=== Section Start ===

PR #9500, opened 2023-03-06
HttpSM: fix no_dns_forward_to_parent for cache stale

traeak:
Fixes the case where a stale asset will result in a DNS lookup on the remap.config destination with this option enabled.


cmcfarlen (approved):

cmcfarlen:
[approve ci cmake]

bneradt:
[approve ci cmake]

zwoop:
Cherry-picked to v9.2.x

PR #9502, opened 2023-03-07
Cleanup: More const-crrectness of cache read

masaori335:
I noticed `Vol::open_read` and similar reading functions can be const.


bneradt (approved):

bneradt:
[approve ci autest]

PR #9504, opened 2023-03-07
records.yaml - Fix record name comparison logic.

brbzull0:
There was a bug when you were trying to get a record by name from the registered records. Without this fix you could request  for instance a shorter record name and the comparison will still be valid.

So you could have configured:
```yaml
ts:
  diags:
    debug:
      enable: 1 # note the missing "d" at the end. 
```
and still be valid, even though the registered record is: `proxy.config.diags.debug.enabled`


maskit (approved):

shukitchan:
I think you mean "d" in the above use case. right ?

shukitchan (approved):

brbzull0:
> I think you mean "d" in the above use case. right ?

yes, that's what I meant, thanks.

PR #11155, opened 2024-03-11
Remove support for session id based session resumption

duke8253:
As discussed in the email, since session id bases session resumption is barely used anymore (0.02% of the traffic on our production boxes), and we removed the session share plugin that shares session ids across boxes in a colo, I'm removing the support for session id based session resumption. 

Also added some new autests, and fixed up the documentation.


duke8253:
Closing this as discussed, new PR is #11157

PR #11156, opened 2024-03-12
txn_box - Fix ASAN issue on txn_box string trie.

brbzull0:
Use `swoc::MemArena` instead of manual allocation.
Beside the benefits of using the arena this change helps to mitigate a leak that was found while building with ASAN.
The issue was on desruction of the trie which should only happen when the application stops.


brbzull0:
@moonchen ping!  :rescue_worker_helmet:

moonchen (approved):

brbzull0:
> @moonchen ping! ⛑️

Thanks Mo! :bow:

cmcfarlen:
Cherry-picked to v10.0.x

=== Section End ===
=== Section Start ===

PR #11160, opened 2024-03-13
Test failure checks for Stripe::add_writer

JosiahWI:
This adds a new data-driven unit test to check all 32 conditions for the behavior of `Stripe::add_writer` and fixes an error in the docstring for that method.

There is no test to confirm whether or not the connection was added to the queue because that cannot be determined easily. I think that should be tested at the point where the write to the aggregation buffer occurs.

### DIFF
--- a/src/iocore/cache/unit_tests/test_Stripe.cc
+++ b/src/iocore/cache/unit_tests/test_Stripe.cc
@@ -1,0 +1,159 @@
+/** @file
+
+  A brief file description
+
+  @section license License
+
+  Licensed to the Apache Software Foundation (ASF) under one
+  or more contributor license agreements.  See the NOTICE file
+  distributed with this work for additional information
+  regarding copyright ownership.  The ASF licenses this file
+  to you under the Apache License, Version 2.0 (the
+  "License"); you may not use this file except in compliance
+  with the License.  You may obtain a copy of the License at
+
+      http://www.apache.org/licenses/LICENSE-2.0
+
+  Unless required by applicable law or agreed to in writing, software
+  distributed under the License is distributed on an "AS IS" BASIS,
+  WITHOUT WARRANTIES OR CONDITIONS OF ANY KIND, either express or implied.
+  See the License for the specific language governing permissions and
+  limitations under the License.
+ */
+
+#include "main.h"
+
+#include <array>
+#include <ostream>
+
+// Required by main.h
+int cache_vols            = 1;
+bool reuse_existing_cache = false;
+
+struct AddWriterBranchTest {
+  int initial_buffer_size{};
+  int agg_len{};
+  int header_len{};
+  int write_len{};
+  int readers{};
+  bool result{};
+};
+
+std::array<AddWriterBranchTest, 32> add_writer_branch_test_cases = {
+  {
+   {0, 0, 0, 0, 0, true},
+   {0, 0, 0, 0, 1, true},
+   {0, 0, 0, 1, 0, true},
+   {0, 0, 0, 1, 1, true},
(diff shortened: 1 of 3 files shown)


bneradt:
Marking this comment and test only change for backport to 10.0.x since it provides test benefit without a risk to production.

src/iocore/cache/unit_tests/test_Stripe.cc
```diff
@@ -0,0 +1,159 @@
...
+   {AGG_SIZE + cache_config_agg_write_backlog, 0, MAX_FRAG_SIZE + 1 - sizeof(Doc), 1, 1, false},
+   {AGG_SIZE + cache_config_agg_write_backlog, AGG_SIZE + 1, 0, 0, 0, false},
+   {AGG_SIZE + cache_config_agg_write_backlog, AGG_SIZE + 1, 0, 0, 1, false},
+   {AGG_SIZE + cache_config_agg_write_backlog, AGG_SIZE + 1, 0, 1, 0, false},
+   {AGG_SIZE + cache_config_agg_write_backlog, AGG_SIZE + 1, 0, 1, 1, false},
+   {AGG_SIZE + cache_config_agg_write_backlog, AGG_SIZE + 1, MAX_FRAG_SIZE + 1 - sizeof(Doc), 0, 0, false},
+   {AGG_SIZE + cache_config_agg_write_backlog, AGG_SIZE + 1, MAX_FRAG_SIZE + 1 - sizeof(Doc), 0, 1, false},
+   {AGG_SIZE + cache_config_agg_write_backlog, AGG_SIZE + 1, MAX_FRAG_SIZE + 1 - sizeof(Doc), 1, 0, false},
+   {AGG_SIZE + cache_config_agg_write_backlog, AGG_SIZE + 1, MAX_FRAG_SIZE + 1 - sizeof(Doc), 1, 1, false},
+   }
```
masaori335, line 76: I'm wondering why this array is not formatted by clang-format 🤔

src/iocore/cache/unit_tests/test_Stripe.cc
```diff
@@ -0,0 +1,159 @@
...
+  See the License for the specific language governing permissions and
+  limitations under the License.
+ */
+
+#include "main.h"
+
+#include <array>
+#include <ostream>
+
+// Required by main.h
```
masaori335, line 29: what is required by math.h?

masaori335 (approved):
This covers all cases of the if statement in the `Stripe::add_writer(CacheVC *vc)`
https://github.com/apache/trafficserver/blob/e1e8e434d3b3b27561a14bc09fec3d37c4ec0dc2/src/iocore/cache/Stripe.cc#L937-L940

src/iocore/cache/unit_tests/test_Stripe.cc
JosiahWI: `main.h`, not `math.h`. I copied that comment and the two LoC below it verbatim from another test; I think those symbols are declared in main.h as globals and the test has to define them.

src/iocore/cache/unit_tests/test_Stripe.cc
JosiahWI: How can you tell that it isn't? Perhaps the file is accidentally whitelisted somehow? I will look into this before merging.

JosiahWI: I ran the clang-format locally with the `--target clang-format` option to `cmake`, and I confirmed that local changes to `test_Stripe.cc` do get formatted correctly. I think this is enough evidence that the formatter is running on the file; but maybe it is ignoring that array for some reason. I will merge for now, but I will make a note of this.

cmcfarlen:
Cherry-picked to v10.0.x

=== Section End ===

• [DIRECTIONS FOR THIS TASK] Only lines with the word "name" go in the answer. Take them all from the entries above.

• [ANSWER AREA]
records.yaml - Fix record name comparison logic.
There was a bug when you were trying to get a record by name from the registered records. Without this fix you could request  for instance a shorter record name and the comparison will still be valid.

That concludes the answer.